So this is just a lil test I whipped up last night because Tatsujin wants a Japanese port of Monolith... it'd be much easier to simply use the system card font than to try to do bitmap fonts for everything. Of course, HuC doesn't make this particularly easy, but luckily, since it allows for inline assembly, you can still do it with ease.

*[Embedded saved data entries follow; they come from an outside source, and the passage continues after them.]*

PR #1639, opened 2017-02-27
Use abstract classes

naoyak:
Ref: #1130

Cherry-picking some commits from #1562.

### DIFF
--- a/nltk/ccg/api.py
+++ b/nltk/ccg/api.py
@@ -7,42 +7,57 @@
 from __future__ import unicode_literals
 from functools import total_ordering
 
+from abc import ABCMeta, abstractmethod
+from six import add_metaclass
+
 from nltk.internals import raise_unorderable_types
 from nltk.compat import (python_2_unicode_compatible, unicode_repr)
 
+
+@add_metaclass(ABCMeta)
 @total_ordering
 class AbstractCCGCategory(object):
     '''
     Interface for categories in combinatory grammars.
     '''
 
-    # Returns true if the category is primitive
+    @abstractmethod
     def is_primitive(self):
-        raise NotImplementedError()
+        """
+        Returns true if the category is primitive.
+        """
 
-    # Returns true if the category is a function application
+    @abstractmethod
     def is_function(self):
-        raise NotImplementedError()
+        """
+        Returns true if the category is a function application.
+        """
 
-    # Returns true if the category is a variable
+    @abstractmethod
     def is_var(self):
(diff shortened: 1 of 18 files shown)


nltk/ccg/api.py
```diff
@@ -5,43 +5,58 @@
...
+         - Returns None if they cannot be unified
+         - Returns a list of necessary substitutions if they can.
+        """
 
     # Utility functions: comparison, strings and hashing.
-
+    @abstractmethod
     def __str__(self):
-        raise NotImplementedError()
+        pass
```
alvations, line 60: The `pass` here is inconsistent with the rest of the `@abstractmethod`. Is it necessary?

alvations: Ah my mistake there's no docstring for this, that's why =)

nltk/metrics/association.py
```diff
@@ -61,16 +64,14 @@ class NgramAssocMeasures(object):
     _n = 0
 
     @staticmethod
+    @abstractmethod
     def _contingency(*marginals):
         """Calculates values of a contingency table from marginal values."""
-        raise NotImplementedError("The contingency table is not available"
-                                    "in the general ngram case")
```
alvations: For these cases I think the error message is important. Is there a way to use `@abstractmethod` and still raise the error message?

nltk/metrics/association.py
```diff
@@ -61,16 +64,14 @@ class NgramAssocMeasures(object):
...
 
     @staticmethod
+    @abstractmethod
     def _marginals(*contingency):
         """Calculates values of contingency table marginals from its values."""
-        raise NotImplementedError("The contingency table is not available"
-                                    "in the general ngram case")
```
alvations: Same as above. 

For these cases I think the error message is important. Is there a way to use `@abstractmethod` and still raise the error message?

nltk/metrics/association.py
naoyak: good idea, added it back!

nltk/metrics/association.py
naoyak: good idea, added it back!

naoyak:
@alvations thanks for the feedback - reflected

naoyak:
Rebased and updated.

naoyak:
@alvations @stevenbird - does this look better?

stevenbird:
@naoyak – yes, looking good!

lda #$82 ; the high byte of the sjis code
sta <_ah
lda #$60 ; the low byte of the sjis code
sta <_al
lda #low(_bytebuffer)
sta <_bl
lda #high(_bytebuffer)
sta <_bh
lda #$00 ; set to $00 for 16x16 or $01 for 12x12
sta <_dh
jsr ex_getfnt
sta _returnval
bytebuffer is: char bytebuffer[32];
return val is: char returnval;
Both are globals for speed.
You can easily turn this code into a function by giving _ah, _al, and _dh variables instead of absolutes like I've done here. bytebuffer will contain the data of the one-bit-per-pixel character stored in the system card BIOS in either 16x16 or 12x12 size, depending on how you set _dh. If returnval is 1, then the call failed. You need to give it a proper Shift-JIS code to work. Decoding the buffer is easy too; it's a simple left-to-right pixel arrangement, with the highest bit containing the first pixel (decimal 128), the second highest bit containing the next pixel (decimal 64), etc. This goes on for 16 pixels, then goes on to the next line. So, bytebuffer[0] and bytebuffer[1] contain the pixels for the first line, bytebuffer[2] and bytebuffer[3] contain the pixels for the second line, etc etc etc until done.